Teleoperation represents any technical implementation that via a communication medium extends the human operator’s capacity to manipulate objects to a manipulator positioned within a remote environment (Hokayem and Spong 2006). Adequate interpretation and accuracy in manipulation of the remote environment is essential, as the human operator typically referred to as ‘master’ holds the executive position over the manipulator or ‘slave’.

Increased telepresence through properly implemented Virtual Reality (VR) technology is believed to improve the interpretability of and control over remote environments (Kot and Novak 2018; Freund and Rossmann 1999). During teleoperation, the human operator is believed to build an affordance based mental model (i.e. a mental model of functional opportunities of a given context) of the remote environment (DeJong, Colgate and Peshkin 2004). VR can diminish the amount of translations on visual input necessary to adequately build such mental models as it presents spatial information of the remote environment in higher dimensionality compared to two-dimensional displays. On the command end, current VR technology offers the possibility to send tracker-based commands (“About The Vive” 2018), increasing the ease of end-effector based control. At the same time, the application of VR technology for teleoperation poses perceptual and cognitive questions and limitations (Rubio-Tamayo, Barrio and Garcia Garcia 2017). Signal instability, noise and limited bandwidth can be countered by selecting and transforming environmental data before transmission (Turkoglu et al. 2018). Such technologically beneficial measures may deplete the immersive nature of VR implementation (Bowman 2007). However, selecting the proper information as a processing step might prove to be beneficial in countering perceptual problems such as information overload and misinterpretation of signal and noise in VR based environment representations.

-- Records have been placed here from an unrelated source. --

PR #653, opened 2025-03-24
[Classmanagement, Filesharing] Move dialog navigating in empty folder gives errors

Maddi02:
Replace direct basename usage with getFileNameFromPath utility for consistent and cleaner path extraction. Added the utility import to ensure proper functionality.


Maddi02:
In the issue, it was initially reported that navigating into an empty folder in the Move or Share dialog caused an error. However, the real problem turned out to be the difference between the basename and the filename. In the Move/Share File dialog, the path is constructed using the basename, while in the File Sharing table it relies on the filename. For instance, a folder named `20` was identified as `020` instead of `20.` Therefore, the only required fix is to adjust the navigation in the Share/Move dialog. Refer to the code changes for more details.

TomlDev (commented):
Do you know why the folder's name is 020 and sometimes displayed 20?
grafik

Maddi02:
Yes, the reason is Filename and basename are different in the response provided by WebDAV.

```
   {
        "basename": "20",
        "etag": "f09f7662d4230725ccdb552f19012dd3",
        "filename": "/webdav///teachers/agy-netzint-teacher/transfer/020",
        "lastmod": "Fri, 05 Jul 2024 13:42:35 GMT",
        "type": "COLLECTION"
    },
```

TomlDev (approved):

PR #670, opened 2025-03-28
Bulletin Board: Always return latest bulletin

TomlDev:
Instead of the newest created one I would suggest to sort by `updatedAt` 👍🏽


michidold (approved):
:+1:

Immersion and presence express the quality of the perceptual experience of the human operator in VR (Bowman and McMahan 2007; Slater et al. 1999). Coarsely defined, presence is the sensory identification with the Virtual Environment (VE) or being “there” (being part of the virtual or mediated environment) whilst physically being present in another environment (Nowak and Biocca 2003; Witmer and Singer 1998; Sheridan (1992a). Presence is often equated to the ecological validity of VR devices or the nature of their implementation (Mestre et al. 2006). Whilst immersion can be summarized as the technological sophistication of a particular VR system, presence can be seen as its perceptual counterpart. More immersive technologies typically elicit a greater sense of presence (Mestre et al. 2006). Implementation manipulations which make a VE more ‘natural’ can also increase presence dramatically (such as realistic lighting, photo realism, shadowing) (Slater et al. 2009; Yu, Mortensen, Khanna, Spanlang and Slater 2012). However, this increase in presence does not always equate to improved task performance (Lok et al. 2003; Slater et al. 1999). It has been suggested that effects on task performance relate to both the nature of the task and sense of agency within a given Virtual Environment (VE) (Kilteni, Groten and Slater 2012).

For the current research, human-robot interaction (HRI) is defined as follows: the process of a human and a robot working together to perform a specific task. Goodrich and Schultz (2008) make a distinction between ‘Remote’ and ‘Proximate’ HRI, where remote HRI may be more restricted due to indirect communication through technical interfaces and time lag. Remote interaction applied in the real world suffers from multiple factors which interfere with the Human Robot Team (HRT) operation. Whereas teleoperation can formally be considered remote interaction, VR as an interface can provide the interaction during teleoperation akin to proximate teleoperation such as an increased experience of proximity.

Within the current study, the aim is to better understand how information presentation influences HRT task performance and oSA during VR mediated teleoperation. This aim calls for two objectives: (i) Construct a technical framework within which a robot with limited autonomy can be controlled through VR mediated teleoperation by nonprofessional robot operators. (ii) Create and perform an experiment the technical framework is applied, and HRT task performance and oSA can be assessed.

1.2 Theoretical Framework

To investigate the influence of information presentation on HRI a controlled experiment has been performed, mimicking real world teleoperation. Two informational contexts were provided within which the HRT performed a representative task, the informational contexts being: full information or preprocessed. The full information context shows all contextual and task-related information of the robot’s environment to the operator. The preprocessed context depicts a minimized version of the environment, showing merely task-related information (see also the Methods section). Reducing informational resolution, either by compressing the 3D-video stream or by computationally preprocessing a scene, improves technical efficiency of information transmission.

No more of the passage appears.